##### Material supplied #####

PR #212, opened 2019-06-07
Cherrypick: 'Do not convert sampler to i32' and 'Align image type mangling to clang'

aratajew:
Preserve the sampler_t type for samplers instead of converting it to
i32.  This aligns the SPIR-V translator's output to clang's output,
with the aim of unifying subsequent compilation after importing SPIR-V
into the LLVM domain.

Transform OpConstantSampler operands back into
__translate_sampler_initializer calls.

test/SampledImage.ll currently loses the addrspace(2) qualifier on
sampler types after transcoding, as the sampler address space is fixed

#####

# Problem statement:
With the line that contains "test/SampledImage.ll currently loses" as the starting point, output each line exactly through the end of the listing above.

# Task solution:
test/SampledImage.ll currently loses the addrspace(2) qualifier on
sampler types after transcoding, as the sampler address space is fixed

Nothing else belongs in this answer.